En aquella estación se cruzaban dos líneas, y hab'a siempre, hasta por la noche, gentes que esperaban la llegada de algún tren. Ahora, aquella gente, horrorizada, corría en todas direcciones, asaltando las puertas y buscando refugio. Oíanse disparos en la sala de primera clase y en la oficina de los gendarmes.

Sacha, que había corrido algunos metros al lado de un campesino desconocido, se detuvo un instante y gritó a Kolesnikov:

—¡A las vías!

Ambos saltaron a las vías. Los raíles, negros, se deslizaban bajo sus pies. Aquí y allá se veía gente, presa de pánico, cruzando las vías. Dos de los que huían cayeron, se levantaron en el mismo instante y siguieron corriendo.

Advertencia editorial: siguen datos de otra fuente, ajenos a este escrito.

PR #1838, opened 2026-01-07
Autobahn WebSocket Protocol - Improve typing

bblommers:
## Description

Adds typehints to `autobahn/twisted/websocket.py` and `autobahn/websocket/protocol`. I realize that's only a small section of the codebase, those just contain the classes that I use the most :slightly_smiling_face: 

Some style choices that I made:
 - `X | Y` notation (instead of the `Optional[X]` that is used as well in this codebase)
- Lowercase `dict[..]` and `tuple[..]`, as that is the preferred way for Python >= 3.10 (instead of `typing.Dict[..]` and `typing.Tuple[..]`)
- Removed the `:style..` from the docstrings, if the type is now available as a typehint, just because it seems superfluous to specify the type twice

## Checklist

      updated the changelog
      in this PR

### DIFF
--- a/justfile
+++ b/justfile
@@ -702,17 +702,15 @@ check-typing venv="": (install venv)
         --ignore unresolved-attribute \
         --ignore unresolved-reference \
         --ignore possibly-missing-attribute \
-        --ignore possibly-missing-import \
         --ignore call-non-callable \
         --ignore invalid-assignment \
         --ignore invalid-argument-type \
-        --ignore invalid-return-type \
         --ignore invalid-method-override \
         --ignore invalid-type-form \
         --ignore unsupported-operator \
         --ignore too-many-positional-arguments \
         --ignore unknown-argument \
-        --ignore non-subscriptable \
+        --ignore not-subscriptable \
         --ignore not-iterable \
         --ignore no-matching-overload \
         --ignore conflicting-declarations \
--- a/.audit/bblommers_websocket-server-typing.md
+++ b/.audit/bblommers_websocket-server-typing.md
@@ -4,5 +4,5 @@
 
 Submitted by: @bblommers
 Date: 2026-01-07
-Related issue(s): 
+Related issue(s): #1839
 Branch: bblommers:websocket-server-typing
--- a/.audit/bblommers_websocket-server-typing.md
+++ b/.audit/bblommers_websocket-server-typing.md
@@ -1,0 +1,8 @@
+- [x] I did **not** use any AI-assistance tools to help create this pull request.
+- [ ] I **did** use AI-assistance tools to *help* create this pull request.
+- [x] I have read, understood and followed the projects' [AI Policy](https://github.com/crossbario/autobahn-python/blob/main/AI_POLICY.md) when creating code, documentation etc. for this pull request.
+
+Submitted by: @bblommers
+Date: 2026-01-07
+Related issue(s): 
+Branch: bblommers:websocket-server-typing
--- a/src/autobahn/twisted/websocket.py
+++ b/src/autobahn/twisted/websocket.py
@@ -24,8 +24,10 @@
 #
 ###############################################################################
 
+from __future__ import annotations
+
 from base64 import b64decode, b64encode
-from typing import Any, Optional
+from typing import Any
 
 import txaio
 from zope.interface import implementer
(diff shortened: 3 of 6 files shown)


justfile
```diff
@@ -702,17 +702,15 @@ check-typing venv="": (install venv)
         --ignore unresolved-attribute \
         --ignore unresolved-reference \
         --ignore possibly-missing-attribute \
-        --ignore possibly-missing-import \
         --ignore call-non-callable \
         --ignore invalid-assignment \
         --ignore invalid-argument-type \
-        --ignore invalid-return-type \
```
bblommers, line 709: With the changes in `autobahn/wamp`, this check now passes

justfile
```diff
@@ -702,17 +702,15 @@ check-typing venv="": (install venv)
...
         --ignore invalid-method-override \
         --ignore invalid-type-form \
         --ignore unsupported-operator \
         --ignore too-many-positional-arguments \
         --ignore unknown-argument \
-        --ignore non-subscriptable \
+        --ignore not-subscriptable \
```
bblommers, line 713: Minor typo to get the CI to pass

oberstet:
thanks a lot for contributing!

in fact, this is funny/surprising, since adding/improving type hints is something I became interested in myself just recently, coming from a different angle (SLSA L4 / WASM).

this broader context and resulting "style guide" as related to type hints is now documented in https://github.com/crossbario/autobahn-python/issues/1839

I've added specific references to your PR, and I'd be very curious about your comments, remarks and general feedback!

please don't get this wrong, I am _not_ asking for "full type hints everywhere" for _this_ PR. 

the GitHub issue is just for giving the "outer scope / aggregate issue" as an anchor - eg I noticed you did add an audit file to this PR already (very good, thanks a lot!), but that does not yet refer a GitHub issue - because there wasn't one (which is important for the audit file as this properly relates "issue to PR to CI/CD to merge-to-master" and allows developers and users to figure out how these related also retrospectively)

bblommers:
Great minds think alike @oberstet!

I've pushed a new commit with some improvements, as pointed out in the guide:
 1. Add from __future__ import annotations to all modified files
 2. Replace all Optional[X] with X | None
 3. Remove unused typing imports (Optional, Union, Dict, Tuple)

Missing:
 - Add missing parameter types (especially payload: bytes)
 - Run ruff check --select ANN,UP and fix violations

There are still a ton of types missing, even in this small subsection - and I'm not familiar enough with the codebase/functionality to determine the correct types for them. That's why I left some as-is.

### General remarks / feedback

As someone who went through the same process of 'cleaning' a codebase both in terms of style and typehints, I have some advice, if I can:

1. Tackle it piece by piece. 
    a) `ruff` can be very useful, both to find improvements (`ruff check`) and sometimes to fix them automatically (`ruff check --fix`).
    b) At the same time - I found it a very useful to also apply these changes to one file/module at the time. Tackling everything is a great way to introduce new bugs/typos (speaking from experience :slightly_smiling_face: )
2. The style guide looks great! Very comprehensive and clear. However: automated checks will always be easier to follow for developers, so adding any `ruff` commands to `just check-typing` would  be very helpful for contributors


Speaking of: running `ruff check --select UP` seems to be mostly f-strings violations, which could be fixed automatically using `ruff check --fix`. I would be happy to add that as part of this PR - but I would recommend running that against the entire codebase in a separate PR for that. It makes reviewing a lot easier!

oberstet:
Thanks so much @bblommers — merging this now! 🎉

Really appreciated how quickly you aligned with the style guide after I filed #1839. The `from __future__ import annotations` addition and the `Optional → X | None` migration are exactly what we needed. Clean work.

On your feedback:

1. Piece by piece — 100% agree. That's the plan for #1839. Your PR sets a great pattern for what "typed subset" looks like in practice.
2. Adding ruff to just check-typing — great suggestion, I'll add ruff check --select ANN,UP to the recipe. Makes it much easier for contributors to validate locally before pushing.
3. f-strings cleanup in separate PR — yes please! If you're up for it, a focused ruff check --fix --select UP across the codebase would be very welcome. Keeping it separate makes review much easier, as you noted.

Remaining typing work (untyped payload params, more modules) is now tracked in #1839 — no pressure, but if you're interested in picking up more files, you'd be very welcome to. The high-priority ones are `wamp/protocol.py` and `wamp/component.py`.

Thanks again for the contribution and the thoughtful process feedback!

Una locomotora lanzando silbidos de alarma se alejaba a toda velocidad; parecía extraño que una máquina pudiera espantarse, gritar, pedir socorro como un hombre. Escupiendo fuego y humo desapareció en seguida, dando gritos lastimeros, entre las linternas y los semáforos.

—¡Alto!—dijo Sacha deteniéndose. ¿Y el dinero?

—Aquí está. Se me acaban las fuerzas...

Seguían oyéndose disparos de fusil.

—Es la policía la que tira... Descansa un poquito.

Sacha alzó su tercerola e hizo tres disparos al aire.